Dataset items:

Segment Open

PR #45, opened 2015-09-11
Fix on the way message extension reads, so that if the message is too…

briangoncalves:
… long, it reads on small chunks (had issues when message was too long and was not reading correctly, truncating the result).

### DIFF
--- a/src/NServiceBus.AmazonSQS/Extensions/SqsMessageExtensions.cs
+++ b/src/NServiceBus.AmazonSQS/Extensions/SqsMessageExtensions.cs
@@ -1,6 +1,7 @@
 ﻿namespace NServiceBus.AmazonSQS
 {
 	using System;
+	using System.IO;
 	using Amazon.SQS.Model;
 	using Amazon.S3;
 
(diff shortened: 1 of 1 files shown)


ahofman:
Thanks Brian! Please forgive the lateness of my reply, my wife has just had a baby so we've been a little busy here :)

A few questions:

How big did messages have to be before you started seeing failures? 

Any particular reason you chose 8k for the chunk size?

briangoncalves:
I don’t know the minimum size for it to fail, but I had messages with a list of records that was getting about 400kb, and those was failing.

I noticed at the WriteResponseStreamToFileAsync method of the GetObjectResponse file, which is part of Amazon.S3 (AWSSDK), that it reads the buffer in 8k chunks, that’s why I followed the same rule, in case this is a limitation at Amazon side or Amazon SDK.

Brian Goncalves
Consultant, Information Technology
GCM Grosvenor
T +1-646-362-3613
M +1-917-216-6543
bgoncalves@gcmlp.com<mailto:bgoncalves@gcmlp.com>

ahofman:
Great, thanks @briangoncalves . I'm awaiting some feedback from some other users of the plugin to see if they have come across this issue yet.

Issue #50, opened 2016-08-03
Conflict when creating new buckets when in server farm environment


chrissimon-au:
When multiple servers attempt to create the same s3 buckets, an exception is thrown

```
Exception from CreateQueueIfNecessary.
Amazon.S3.AmazonS3Exception: A conflicting conditional operation is currently in progress against this resource. Please try again.
```

This causes the process to fail on launch.  Restart (manual or auto) resolves the problem as the buckets are now created and the risk of conflicting conditional operation being currently in progress goes down, but it would be nice if the plugin included auto-retry handling of this exception.  Not sure if the same thing can happen with queue creation.

Low priority for us as is easily work-aroundable, just recording the issue for completeness.

PR #53, opened 2017-02-12
bug 409 conflict on lifecyclerule

chrissimon-au:
**Note:** Please don't merge immediately - PR created for review, whilst proceeding with live testing.  Will advise when ready to merge.

Written to address #50, but looking at the history may also address #21.

As per the error response message from amazon, retry the lifecycle rule put operation in case of a conflict response.

* Get the lifecycle rule first to avoid the put operation if not needed (likely to be the case if there was a conflict due to multiple servers starting at the same time, or if the rule has been previously created)
* In case of conflict, retry up to 5 times, with linear backoff wait between retries (250ms * attemptCount)
* Throw original exception if unable to successfully put the rule after 5 attempts.

**Notes:**

* Have not been able to execute integration and acceptance tests in my local environment.  Hoping that the creation of this PR will trigger some automated test runs.  If they don't, let me know and I'll do a bit more to setup local environment and ensure they can execute before you merge.
* Included the Moq library in the NServiceBus.AmazonSQS.Tests project to facilitate mocking a 409 Conflict response for unit testing

### DIFF
--- a/src/NServiceBus.AmazonSQS.Tests/NServiceBus.AmazonSQS.Tests.csproj
+++ b/src/NServiceBus.AmazonSQS.Tests/NServiceBus.AmazonSQS.Tests.csproj
@@ -33,6 +33,14 @@
     <Reference Include="AWSSDK">
       <HintPath>..\packages\AWSSDK.2.3.15.0\lib\net45\AWSSDK.dll</HintPath>
     </Reference>
+    <Reference Include="Castle.Core, Version=3.3.0.0, Culture=neutral, PublicKeyToken=407dd0808d44fbdc, processorArchitecture=MSIL">
+      <HintPath>..\packages\Castle.Core.3.3.3\lib\net45\Castle.Core.dll</HintPath>
+      <Private>True</Private>
+    </Reference>
+    <Reference Include="Moq, Version=4.5.30.0, Culture=neutral, PublicKeyToken=69f491c39445e920, processorArchitecture=MSIL">
+      <HintPath>..\packages\Moq.4.5.30\lib\net45\Moq.dll</HintPath>
+      <Private>True</Private>
+    </Reference>
     <Reference Include="NServiceBus.Core, Version=5.0.0.0, Culture=neutral, PublicKeyToken=9fc386479f8a226c, processorArchitecture=MSIL">
       <SpecificVersion>False</SpecificVersion>
       <HintPath>..\packages\NServiceBus.5.1.3\lib\net45\NServiceBus.Core.dll</HintPath>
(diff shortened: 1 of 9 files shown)


ahofman:
Hi @chrissimon-au , apologies for my lateness in replying! I have some time up my sleeve in the next few weeks so I will review this and feed back shortly. Thanks

ahofman:
In general I agree that it makes good sense to retry on a 409 response (the error message tells us to retry, after all :) ) I had hoped that the AWS SDK for .NET would handle this for us (indeed it handles retries for a lot of cases already - see https://github.com/aws/aws-sdk-net/blob/24a02b6c86d58753fbbd7158ab05ecadca5aec7b/sdk/src/Core/Amazon.Runtime/Pipeline/RetryHandler/DefaultRetryPolicy.cs for a comprehensive list) - but doesn't do 409, hence, it makes sense for us to handle that here. Also, thanks for adding Moq!

One thing I'd like to do a bit differently here is wrap each AWS operation in a retry loop of its own, rather than have one big retry loop around several operations as we have here. This would give us finer grained control over what's happening, and lets us use more specific error messages in the logs. Also I'd prefer to avoid recursion here. Ideally we could extract a decorator method that does the retries, and use this for each of creating the S3 bucket, setting the lifecycle config and creating the queue. 

If you have the time to make these updates I'd be more than happy to include this in the next release. Otherwise, I'm currently looking at releasing a v2.0.0 release of this plugin that supports NSB 6, and I'd be happy to include a retry policy for 409s as part of that work. Do you have plans to upgrade to NSB 6 any time soon?

ahofman:
I've also just noticed now that when you specify a name for an s3 bucket that is already in use by another account, you *also* get a 409 response. It doesn't make sense to retry this case, as it will always fail. We should check the "ErrorCode" field of the exception for "BucketAlreadyExists", and not retry in this case.

ahofman:
Have merged a fix as part of #59 , therefore will close this PR - thanks anyhow :)

chrissimon-au:
Hi @ahofman, sorry for the delay - no worries at all, glad you have a fix in now - it looks good!  One thing I added that you may like to include in a future update is the test for an existing matching lifecycle rule - as it's actually the adding of the lifecycle rule which is the primary culprit of the 409s, and especially in a cloud scaling scenario, the lifecycle rule will already be present the vast majority of times the service starts up, so removing the need to Put the lifecycle rule in the first place could improve startup times through removal of both the operation itself, and the 409 waits.

But either way - this should resolve the primary issue for us, so is appreciated!

Regarding NSB 6 - yep, we have been looking at an upgrade, but had been deferring as we'd like to keep using SQS :)

ahofman:
Good point @chrissimon-au , I have actually already implemented a check for an existing lifecycle rule in the NSB6 branch, as each endpoint was waiting several seconds due to the retries, as you mentioned. I'm happy to bring the same fix in to the NSB5 branch as well if you need it?

chrissimon-au:
No rush for the NSB5 branch - happy to wait until the NSB6 branch is ready to go.

Issue #87, opened 2017-07-01
Automate cleanup of SQS queues after acceptance tests run


ahofman:
Presently we need to manually delete (or purge) any SQS queue required by the Acceptance Tests in order to ensure they will pass. The Acceptance Tests should pass reliably and repeatedly with no manual steps.

ahofman:
Closed with #90

PR #90, opened 2017-07-01
Make the acceptance tests delete any created queues

ahofman:
Implement a single global cleanup method that deletes any queues created during the acceptance test run. 

Force a unique queue name prefix for each test run - to work around an SQS constraint where we cannot delete and then create a queue with the same name within 60 seconds.

Add some more code comments explaining how the queue name truncation works.

Part of #87


danielmarbach:
Close in favour of https://github.com/ahofman/NServiceBus.AmazonSQS/pull/92 ?

ahofman:
#92 didn't end up working as the mutator or pipeline behaviour can't stamp the test run id on outgoing subscribe and unsubscribe messages. 

Let's proceed with this approach for now - creating new queues in SQS is very quick, so creating new sets of queues for each test run may be OK.

If this turns out to be problematic, an alternative is to decorate the serializer, this is the approach used in ASQ: https://github.com/Particular/NServiceBus.AzureStorageQueues/pull/216

PR #91, opened 2017-07-02
Acceptance tests cleanup based on test run ID

### LINKED ISSUE #87: Automate cleanup of SQS queues after acceptance tests run

SeanFeldman:
Fixes #87 
Alternative to #90


SeanFeldman:
@ahofman I don't know if it works or not as there's no visibility into build execution. Could you please verify it's working prior to merging? Thanks.

PR #92, opened 2017-07-02
Acceptance tests cleanup based on test run ID (#91)

ahofman:
Copy of #91 with a new branch in the ahofman repo, so I can test locally before merging to master. 

Alternative to #90


ahofman:
@SeanFeldman When running an acceptance test with a debugger attached, breakpoints in the new mutator aren't hit - The mutator needs to be registered somewhere I think?

SeanFeldman:
@ahofman pushed the missing part, sorry 🙂 
Neither sent a proper PR nor saw the movie ending. Multi-tasking is bad.

src/NServiceBus.AmazonSQS.AcceptanceTests/Infrastructure/TestIndependenceMutator.cs
```diff
@@ -0,0 +1,22 @@
+﻿namespace NServiceBus.AcceptanceTests.Infrastructure
+{
+    using System.Threading.Tasks;
+    using NServiceBus.AcceptanceTesting;
+    using NServiceBus.MessageMutator;
+
+    class TestIndependenceMutator : IMutateOutgoingTransportMessages
```
danielmarbach: @SeanFeldman can you remind me why we are doing this as a mutator again and not the outgoing physical part in a behavior?

ahofman:
@SeanFeldman @danielmarbach No luck I'm afraid - the mutator is never constructed nor invoked. The skip behaviour is set up and is invoked, but rejects all messages (because the mutator isn't active) and the tests fail. I tried this with MSMQ transport as well, same issue. Will investigate...

ahofman:
Not having much luck here - I've pushed commit d49fb03 to allow @SeanFeldman  or @danielmarbach 
 to test/debug locally - I've applied the test independence mutator and skip behavior to the Msmq transport, you should be able to place breakpoints in the mutator ctor and `MutateOutgoing` and observe them never being hit when debugging a test.

danielmarbach:
I've seen something similar in ASQ. We ended up writing the custom serializer. Let me investigate

SeanFeldman:
Update: PR #93 could address the issue.

ahofman:
Added 0293c56 as subscribe and unsubscribe messages were being filtered out - the stamping behaviour (and the mutator) weren't being applied to subscribe and unsubscribe messages. This fix makes the tests pass locally, but isn't perfect as it doesn't filter out any control messages from previous test runs. 

Perhaps we should reconsider #90 as a solution to the problem at hand?

ahofman:
Decided against - see #90

PR #93, opened 2017-07-03
Switching from mutator to behavior

danielmarbach:


danielmarbach:
@ahofman @SeanFeldman have you tried this?

SeanFeldman:
@ahofman we tried to run with MSMQ locally (@danielmarbach and myself) and it was working. Odd, but not sure what's going on. So this is an attempt to see if replacing a mutator with a behavior will help.

ahofman:
Thanks guys, will try this with fresh eyes tomorrow.

PR #105, opened 2017-07-18
Tweak atts

danielmarbach:


danielmarbach:
@mauroservienti I dropped the brackets commit and the timeout window for now since on TC the tests are not failing. We can always investigate more locally if the test continues to fail.

mauroservienti:
OK, cool. Still looks good 😃

PR #108, opened 2017-07-18
Cleanup

SimonCropp:


src/NServiceBus.AmazonSQS/Configure/SqsTransport.cs
```diff
@@ -10,20 +10,14 @@
     /// </summary>
     public class SqsTransport : TransportDefinition, IMessageDrivenSubscriptionTransport
     {
-        /// <summary>
-        /// Connection string error message.
-        /// </summary>
+        /// <inheritdoc />
```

Segment Closed

The problem: In the data above, how many lines contain the word "happy"? Only the number is wanted.

Answer to this problem: 3